Im Kino: Twelve Altklug am Thema vorbei

Nick McDonells Jugendkultroman "Twelve" wurde verfilmt - von dem 71-jährigen Joel Schumacher, der Jugendliche nicht besonders gerne mag.

Von Cornelia Fiedler

Wenn ein 17-Jähriger aus eigener Erfahrung über Upper-Class-Jugendliche in Manhattan schreibt, wenn er sie bloßstellt in ihrer oberflächlichen Beschränktheit, ihrer Geltungssucht, wenn er sie drogenvernebelt in ein Massaker stolpern lässt und das Ganze mit einem melancholisch-ironischen Kommentar unterlegt, dann ist das cool genug für einen Bestseller.

Deal auf den Dächern: Chace Crawford als White Mike und 50 Cent als Lionel in Twelve.

(Foto: dapd)

Nick McDonell war der junge Bursche, Twelve hieß sein Roman, er erschien 2002. Wenn all das nun vom 71-jährigen Joel Schumacher auf die Leinwand gebracht und dort mit der sonoren Erzählstimme des eindeutig erwachsenen Kiefer Sutherland - auf deutsch dessen 24-Synchronstimme Tobias Meister - kommentiert wird, dann ist das, vorsichtig formuliert, ein Wagnis.

Dieser Erzähler spricht aus, was die Bilder, würde man ihnen vertrauen, längst erzählt hätten: Dass die Jugendlichen der Upper Eastside wenig Sorgen haben, außer zu feiern und das erste Mal hinter sich zu bringen, dass "White" Mike, der ihnen die Drogen besorgt, ein guter Junge ist, den nur der Tod der Mutter aus der Bahn geworfen hat, dass Saufen und Kiffen zum Erwachsenwerden gehören, die Modedroge Twelve dabei eher hinderlich ist.

Schumacher inszeniert Klischeebilder, altbekannt, aber schön. So lässt er Chace Crawford, den Mädchenschwarm aus der Serie Gossip Girl, als jungen Dealer Mike durch das nächtliche New York laufen, vorbei an heruntergekommenen, feuerleiterbewehrten Fassaden. Gelbes Licht spiegelt sich in den regennassen Straßen und aus einem Rohr wabern weiße Schwaden über den Asphalt.

Einer muss durchdrehen

Das ist hübsch anzusehen, ebenso sind es die jugendlichen Darsteller. Esti Ginzburg spielt das intrigante, von allen umworbene Highschool-Sternchen Sara, Emily Meade verfällt als Jessica der neuen Droge und ist ab Tag zwei der dreitägigen Handlung am zentimeterdicken Lidstrich unter den Augen als Nachwuchsjunkie zu erkennen.

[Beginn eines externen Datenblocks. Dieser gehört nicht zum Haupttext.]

PR #372, opened 2026-02-27
fix(cli): create sqlite db parent directory automatically

tarasglek:
presage fails to start for me without mkdir -p  of sqlite dir.

This change ensures the sqlite DB parent directory is created automatically before opening the database path.


gferon:
Thanks, this was definitely missing!

tarasglek:
Wow, I've never had someone approve a pr this fast :)

PR #379, opened 2026-03-01
Fix compilation without CDSI

Schmiddiii:
Presage-store-sqlite depended on presage with default features, and therefore CDSI.


Schmiddiii:
I still can't figure it out on my side, and would like to release a new Flare asap.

Um dem eitlen Treiben ein Ende zu setzen, taucht irgendwann Claude (Billy Magnussen) auf. Seine überforderten Eltern hatten ihn in ein Bootcamp gesteckt, nun kehrt er als wandelnde Zeitbombe heim und übernimmt die Rolle, die sonst oft Kriegsveteranen zugedacht wird - er dreht durch, auf Saras legendärer Geburtstagsparty.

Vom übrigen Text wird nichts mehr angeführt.